# Buying iphone in Canada, but moving to the US



## khaines44 (Jun 11, 2008)

Hey guys and girls. Just wondering if you could help me out here. I currently live in Saskatchewan right now, and I am planning on buyin an iphone on July 11th through Rogers Wireless. The concern I have is that I am moving to Sault Ste Marie, Michigan at the end of August. So will everything transfer ok or will I be charged roaming fees or what? Please give me any information you may know. I wanna have everything figured out by July 11th. 

Thanks


----------



## cap10subtext (Oct 13, 2005)

khaines44 said:


> Hey guys and girls. Just wondering if you could help me out here. I currently live in Saskatchewan right now, and I am planning on buyin an iphone on July 11th through Rogers Wireless. The concern I have is that I am moving to Sault Ste Marie, Michigan at the end of August. So will everything transfer ok or will I be charged roaming fees or what? Please give me any information you may know. I wanna have everything figured out by July 11th.
> 
> Thanks


I'd imagine it'd make far more sense to buy in the states once you move there. If you have a contract with rogers to buy the phone you'll have to break the contract early (expensive) or keep it and roam (expensive). Besides, the cell service/data plan in the states is probably going to be cheaper than it'd be in Canada.

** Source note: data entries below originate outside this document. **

PR #116, opened 2024-05-23
Bedrock sample

brendan-myers:
## What was changed

Add examples for Amazon Bedrock.

## Why?

These are/will be referenced in an upcoming Temporal blog.

## Checklist

1. Closes 

n/a

3. How was this tested:

Tested as per README in the individual Bedrock sample folders. To test you will need a set of AWS credentials, and permissions to access Bedrock.

4. Any docs updates needed?

Yes. Description and link to samples added to README.


bedrock/3_EntityWorkflow/end_chat.py
```diff
@@ -0,0 +1,20 @@
+import asyncio
+import sys
+from temporalio.client import Client
+from workflows import EntityBedrockWorkflow
+
+
+async def main(prompt):
```
cretz, line 7: Unnecessary prompt parameter

bedrock/2_SignalsAndQueries/get_history.py
```diff
@@ -0,0 +1,25 @@
+import asyncio
+from temporalio.client import Client
+from workflows import SignalQueryBedrockWorkflow
+
+
+async def main():
+    client = await Client.connect("localhost:7233")
+    workflow_id = "simple-bedrock-workflow-1"
```
cretz, line 8: Consider using different workflow identifiers for different samples

bedrock/3_EntityWorkflow/end_chat.py
```diff
@@ -0,0 +1,20 @@
...
+    client = await Client.connect("localhost:7233")
+
+    workflow_id = "simple-bedrock-workflow-1"
+
+    handle = client.get_workflow_handle(workflow_id=workflow_id)
+
+    # sends a signal to the workflow (and starts it if needed)
```
cretz, line 14:
```suggestion
    # sends a signal to the workflow
```

bedrock/3_EntityWorkflow/run_worker.py
```diff
@@ -0,0 +1,33 @@
...
+import logging
+from temporalio.client import Client
+from temporalio.worker import Worker
+
+from activities import prompt_bedrock
+from workflows import EntityBedrockWorkflow
+
+
+async def main():
+    # Create client connected to server at the given address
```
cretz, line 12: Inconsistent with whether you capitalize your comments and inconsistent with whether you add comments above client connect

bedrock/3_EntityWorkflow/workflows.py
```diff
@@ -0,0 +1,174 @@
...
+        )
+        self.prompt_queue: Deque[str] = deque()
+        self.conversation_summary: Optional[str] = None
+        self.continue_as_new_per_turns: int = 6
+        self.chat_ended: bool = False
+
+    @workflow.run
+    async def run(
+        self,
+        params: BedrockParams = None,
```
cretz, line 33: This will not pass type checking. You can't assign `None` to a non-optional parameter.

bedrock/3_EntityWorkflow/workflows.py
```diff
@@ -0,0 +1,174 @@
...
+    ) -> str:
+
+        if params and params.conversation_summary:
+            self.conversation_history.append(
+                ("conversation_summary", params.conversation_summary)
+            )
+
+        if params and params.prompt_queue:
+            for prompt in params.prompt_queue:
+                self.prompt_queue.append(prompt)
```
cretz, line 43:
```suggestion
            self.prompt_queue.extend(params.prompt_queue)
```

bedrock/3_EntityWorkflow/workflows.py
```diff
@@ -0,0 +1,174 @@
...
+@workflow.defn
+class EntityBedrockWorkflow:
+    def __init__(self) -> None:
+        # List to store prompt history
+        self.conversation_history: List[Tuple[str, str]] = (
+            []
+        )
+        self.prompt_queue: Deque[str] = deque()
+        self.conversation_summary: Optional[str] = None
+        self.continue_as_new_per_turns: int = 6
```
cretz, line 27: We usually encourage using `workflow.info().is_continue_as_new_suggested()`, but don't have to

bedrock/3_EntityWorkflow/workflows.py
```diff
@@ -0,0 +1,174 @@
...
+
+            workflow.logger.info(f"{response}")
+
+            # Append the response to the conversation history
+            self.conversation_history.append(("response", response))
+
+            # summarize the conversation to date using Amazon Bedrock
+            # uses start_activity with a callback
+            # so it doesn't block new messages being sent to Amazon Bedrock
+            summary_activity_task = workflow.start_activity(
```
cretz, line 97: So you are summarizing after every user prompt? If I send 20 user prompts, that's 20 summary calls? If this is a requirement, arguably no value in having it be separate activities then (the same activity can issue single prompt and request summary w/ full history).

bedrock/3_EntityWorkflow/workflows.py
```diff
@@ -0,0 +1,174 @@
...
+                prompt_bedrock,
+                self.prompt_summary_from_history(),
+                schedule_to_close_timeout=timedelta(seconds=20),
+            )
+            summary_activity_task.add_done_callback(self.summary_complete)
```
cretz, line 102: This is racy. What if a summary task from an early iteration of the loop finishes after a summary task from a later iteration? You should make summary occur at the end IMO or on user request.

But if you do want to leave it like this, you should make sure only one runs at a time and it'd probably be clearer to use an `async def` to do it and store the result instead of a done callback (and use `asyncio.create_task` to run it in the background if needed). This approach does not properly account for failures of the activity (will throw in the callback which goes nowhere).

bedrock/3_EntityWorkflow/workflows.py
```diff
@@ -0,0 +1,174 @@
...
+        while True:
+            workflow.logger.info("Waiting for prompts...")
+
+            # Wait for a chat message (signal) or timeout
+            await workflow.wait_condition(
+                lambda: bool(self.prompt_queue) or self.chat_ended
+            )
+
+            # if end chat signal was sent
+            if self.chat_ended:
```
cretz, line 56: This will lose prompts if they sent a prompt signal _and_ a chat end signal

bedrock/3_EntityWorkflow/workflows.py
```diff
@@ -0,0 +1,174 @@
...
+                # chat to summarize
+                if summary_activity_task is not None:
+                    # ensure conversation summary task has finished
+                    # before closing the workflow (avoid race)
+                    await workflow.wait_condition(
+                        lambda: summary_activity_task.done()
+                    )
+                else:
+                    # conversation history from previous workflow
+                    self.conversation_summary = params.conversation_summary
```
cretz, line 67: Can put this in the initialization code at the top of this method

bedrock/3_EntityWorkflow/workflows.py
```diff
@@ -0,0 +1,174 @@
...
+            # if end chat signal was sent
+            if self.chat_ended:
+                # the workflow might be continued as new without any
+                # chat to summarize
+                if summary_activity_task is not None:
+                    # ensure conversation summary task has finished
+                    # before closing the workflow (avoid race)
+                    await workflow.wait_condition(
+                        lambda: summary_activity_task.done()
+                    )
```
cretz, line 64: Can also just `await summary_activity_task` (but recognize exceptions can occur)

cretz, line 64: This can cause signal loss if a signal comes in while waiting on this summary

bedrock/3_EntityWorkflow/workflows.py
```diff
@@ -0,0 +1,174 @@
...
+
+            # We summarize the chat to date and use that as input to the
+            # new workflow
+            if len(self.conversation_history) >= self.continue_as_new_per_turns:
+                # ensure conversation summary task has finished
+                # before continuing as new
+                if summary_activity_task is not None:
+                    await workflow.wait_condition(
+                        lambda: summary_activity_task.done()
+                    )
```
cretz, line 117: Causes signal loss as mentioned in other spots

bedrock/2_SignalsAndQueries/workflows.py
```diff
@@ -0,0 +1,110 @@
...
+                await workflow.wait_condition(
+                    lambda:
+                        bool(self.prompt_queue),
+                        timeout=timedelta(minutes=inactivity_timeout_minutes),
+                )
+            # if timeout was reached
+            except asyncio.TimeoutError:
+                workflow.logger.info("Chat closed due to inactivity")
+                # End the workflow
+                break
```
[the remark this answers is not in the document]
brendan-myers: If we've reached timeout, and are running final activities to close out the workflow, are signals that are received but not processed considered lost? What should be the expected behaviour?

bedrock/3_EntityWorkflow/workflows.py
brendan-myers: Good catch. Have flipped this so if both are received then all prompts are processed first.

bedrock/3_EntityWorkflow/workflows.py
brendan-myers: Have fixed this to be consistent with the signals and queries sample - where summarize is only called at conversation end. Although in this case it's also summarized on CAN.

bedrock/3_EntityWorkflow/workflows.py
brendan-myers: Where did we land on this @steveandroulakis? For context, this is currently done this way so a/ developers can easily trigger CAN, b/ the token input limit to the Bedrock model may be lower than the Temporal history limit.

steveandroulakis: I think manually setting the limit is preferred for those reasons. You might want to have a couple of # comments saying "set this lower to trigger CAN (for learning)" or something. And also even note the suggest..() function exists?

bedrock/3_EntityWorkflow/workflows.py
steveandroulakis: This is a good point, thanks Chad. I might refactor this so the summary is triggered only when needed (before CAN / and at the end).

bedrock/3_EntityWorkflow/workflows.py
steveandroulakis: @cretz when you say signal loss, do you mean this code would behave like so:
* workflow is waiting on summary before continuing as new
* a signalABC comes in while waiting on summary
* summary finishes and workflow does CAN without handling signalABC (signal is effectively dropped)

How does one manage this in Python? I know in Go that we can explicitly drain signals but in the Python docs I don't see anything about draining/signal loss (and thought that Rust Core SDKs ones don't need this).

bedrock/2_SignalsAndQueries/workflows.py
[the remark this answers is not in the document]
cretz: > are signals that are received but not processed considered lost?

Usually, since they might as well not be received if you never do anything with them. Maybe that is the behavior you want, but it's not the common behavior. Usually people want to process every signal they get. Closing something due to inactivity when there is activity right at the end is not usually good behavior, you should consider signals coming in anytime before actual close as the workflow no longer being "inactive".

bedrock/3_EntityWorkflow/workflows.py
cretz: I admit not digging into the sample, but token limit of some system should not affect CAN. But yes, if you are not using `is_continue_as_new_suggested()` because you want to CAN earlier just for the sample, ok, but yes it's worth mentioning. For most users it is not worth CAN'ing so frequently.

bedrock/3_EntityWorkflow/workflows.py
cretz: > How does one manage this in Python? I know in Go that we can explicitly drain signals but in the Python docs I don't see anything about draining/signal loss

You do similar to Go. You don't need explicit "draining" in Python because we guarantee your handler code is _always_ called which we don't in Go. But from a business-logic POV, don't CAN while there are signals to be processed.

bedrock/1_BasicBedrockWorkflow/workflows.py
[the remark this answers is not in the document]
brendan-myers: Discussed with @steveandroulakis - we'll leave out tests for this example. There are examples ([1](https://github.com/temporalio/samples-python/blob/main/tests/hello/hello_query_test.py), [2](https://github.com/temporalio/samples-python/blob/main/tests/hello/hello_signal_test.py), [3](https://github.com/temporalio/samples-python/blob/main/tests/hello/hello_activity_test.py)) that cover the basics of how one would write tests for this.

bedrock/2_SignalsAndQueries/workflows.py
```diff
@@ -0,0 +1,110 @@
...
+    def __init__(self) -> None:
+        # List to store prompt history
+        self.conversation_history: List[Tuple[str, str]] = (
+            []
+        )
+        self.prompt_queue: Deque[str] = deque()
+        self.conversation_summary: str = ""
+
+    @workflow.run
+    async def run(self, inactivity_timeout_minutes: int) -> str:
```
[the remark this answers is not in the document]
brendan-myers: The entity example now uses data classes. Will leave the signals and queries example unchanged, as it's only a single input, so between the two examples it nicely demonstrates the different ways to pass inputs to a workflow.

bedrock/basic/README.md
```diff
@@ -0,0 +1,10 @@
+# Basic Amazon Bedrock workflow
+
+A basic Bedrock workflow. Starts a workflow with a prompt, generates a response and ends the workflow.
+
+To run, first see [README.md](../README.md) for prerequisites. Then, run the following from this directory:
```
cretz, line 5:
```suggestion
To run, first see [README.md](../../README.md) for prerequisites. Then, run the following from this directory:
```

Do you want to point them to the base README for prereqs?

bedrock/basic/workflows.py
```diff
@@ -0,0 +1,24 @@
...
+
+        workflow.logger.info("Prompt: %s" % prompt)
+
+        response = await workflow.execute_activity_method(
+            BedrockActivities.prompt_bedrock,
+            prompt,
+            schedule_to_close_timeout=timedelta(seconds=20),
+        )
+
+        workflow.logger.info("Response: %s" % response)
```
cretz, line 22: It can be a bit confusing to have some output be logs and some be `print` (but is probably ok)

bedrock/basic/send_message.py
```diff
@@ -0,0 +1,29 @@
+import asyncio
+import sys
+
+from temporalio.client import Client
+from workflows import BasicBedrockWorkflow
+
+
+async def main(prompt):
```
cretz, line 8:
```suggestion
async def main(prompt: str) -> str:
```

Usually best to type-hint things to/from workflow

bedrock/entity/end_chat.py
```diff
@@ -0,0 +1,22 @@
...
+from workflows import EntityBedrockWorkflow
+
+
+async def main():
+    # Create client connected to server at the given address
+    client = await Client.connect("localhost:7233")
+
+    workflow_id = "entity-bedrock-workflow"
+
+    handle = client.get_workflow_handle(workflow_id)
```
cretz, line 14:
```suggestion
    handle = client.get_workflow_handle_for(EntityBedrockWorkflow.run, workflow_id)
```

Not required, but this is a bit more type-safe

bedrock/entity/send_message.py
```diff
@@ -0,0 +1,30 @@
...
+async def main(prompt):
+    # Create client connected to server at the given address
+    client = await Client.connect("localhost:7233")
+
+    workflow_id = "entity-bedrock-workflow"
+
+    # Sends a signal to the workflow (and starts it if needed)
+    await client.start_workflow(
+        EntityBedrockWorkflow.run,
+        arg=BedrockParams(None, None),
```
cretz, line 17:
```suggestion
        BedrockParams(None, None),
```

Shouldn't need a kwarg for this

bedrock/entity/workflows.py
```diff
@@ -0,0 +1,169 @@
...
+
+        while True:
+            workflow.logger.info("Waiting for prompts...")
+
+            # Wait for a chat message (signal) or timeout
+            await workflow.wait_condition(
+                lambda: bool(self.prompt_queue) or self.chat_ended
+            )
+
+            if bool(self.prompt_queue):
```
cretz, line 53:
```suggestion
            if self.prompt_queue:
```

Shouldn't need to convert to `bool` here

bedrock/entity/workflows.py
```diff
@@ -0,0 +1,169 @@
...
+                )
+
+                return f"{self.conversation_history}"
+
+    @workflow.signal
+    async def user_prompt(self, prompt: str) -> None:
+        # Chat ended but the workflow is waiting for a chat summary to be generated
+        if self.chat_ended:
+            workflow.logger.warn(f"Message dropped due to chat closed: {prompt}")
+            return
```
cretz, line 128: This is an ok approach, though often something like prompt + end will come in at what appears to be "same time" from separate clients, but server happens to get end chat first which means data loss. But that's probably ok for this sample. If workflow update were stable we could return back an error instead of warn.

bedrock/entity/workflows.py
```diff
@@ -0,0 +1,169 @@
...
+    def prompt_summary_from_history(self) -> str:
+        history_string = self.format_history()
+        return (
+            "Here is the conversation history between a user and a chatbot: "
+            + f"{history_string}  -- Please produce a two sentence summary of "
+            + "this conversation."
+        )
+
+    # Callback -- save the latest conversation history once generated
+    def summary_complete(self, task: asyncio.Task) -> None:
```
cretz, line 168: Is this method needed?

bedrock/signals_and_queries/workflows.py
```diff
@@ -0,0 +1,109 @@
...
+                )
+            # If timeout was reached
+            except asyncio.TimeoutError:
+                self.chat_timeout = True
+                workflow.logger.info("Chat closed due to inactivity")
+                # End the workflow
+                break
+
+            # Fetch next user prompt and add to conversation history
+            prompt = self.prompt_queue.popleft()
```
cretz, line 43: You should process the whole queue here instead of just re-running the loop for each item. Usually re-running a loop would be no big deal, but this starts a timer each time for the timeout. So if you have 100 signals that come in at the same time, this code will start 100 timers as opposed to probably just 1. Arguably we should not even start timers if the lambda evaluates to true immediately, but we do.

cretz (commented):
Looks good, only minor things (and many (all?) can be ignored)

bedrock/entity/workflows.py
steveandroulakis: Great catch, thank you

bedrock/basic/README.md
cretz: Note @steveandroulakis this applies to all three sub-READMEs and not just this one

steveandroulakis:
Ah, of course! Will resolve

Steve Androulakis (andrew-lah-kis)
Solutions Architect
***@***.***

steveandroulakis:
Updated all 3 sub-READMEs to be specific about 2 sets of pre-requisites (samples-python and bedrock)

bedrock/entity/workflows.py
brendan-myers: Agree, but I also think that for this example it's okay. For production we'd want to be more careful about how we handle this case, but the tradeoff is additional code/complexity which is probably too much for this sample.

brendan-myers:
@cretz all changes made

cretz (approved):
Looks good, thanks! Would have liked some tests, but not all of our samples have tests. Still, if y'all have the time would strongly encourage it so this doesn't just break one day without us knowing.

cretz:
GH actions broken right now, but once CI passes feel free to merge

Recommend you wait for my 2¢.


----------



## ruffdeezy (Mar 17, 2008)

Just wait until you move to buy it. You will have to sign a 3 year contract when you buy the phone from Rogers, then you will have to pay the early cancellation fee of 400.


----------



## khaines44 (Jun 11, 2008)

if i was to buy an iphone in the states though, I would have to go through AT&T, and if I wanted to text back to Canada, it would be like 25 cents a message or something outrageous like that. so thats why I would rather go through rogers so texting is cheap, because thats primarly what i will be using mostly


----------



## Garry (Jan 27, 2002)

khaines44 said:


> if i was to buy an iphone in the states though, I would have to go through AT&T, and if I wanted to text back to Canada, it would be like 25 cents a message or something outrageous like that. * so thats why I would rather go through rogers so texting is cheap, because thats primarly what i will be using mostly*


Why would you buy an iPhone primarily for texting? Roaming charges would kill you if you bought the phone in Canada and used it down in the states. Texting from the US to Canada on a Rogers phone is 60 cents a message. Where did you get 25 cents?


----------



## Majin-Vegeta (Jun 4, 2008)

Buddy, if your moving to the States just get a iphone there, and have a cheep pay as you go phone for txt back to Canada. If you get a iPhone here, and bring it down there, you are truly a moron. srry

Dont give Ted Rogers anymore money then the bastard already has. plz

I think that buddy just wants to sounds cool for some reason, saying that he wants to bring a CNDiphone to USA, whoooooooooho man thats sooooooo coooool.

Gezz

Your best bet would be to buy my unlocked iphone off me and slam a rogers chip in it. :lmao:


----------



## khaines44 (Jun 11, 2008)

thanks for the kind reply. i am just trying to figure out my best option. would a sim card work in this scenario at all or what?


----------



## Majin-Vegeta (Jun 4, 2008)

im srry im just trying to save you some money, 

Im pritty sure if you have any rogers phone in the states on a pay as you go plan you will be able to txt back to canada no problem, jsut be hard finding minute cards when your down there lol.

OR!

sigh up for a basic rogers plan for 3 years, toss the free phone they give you out the window and keep the chip. Put the chip in an unlocked iphone and voila. 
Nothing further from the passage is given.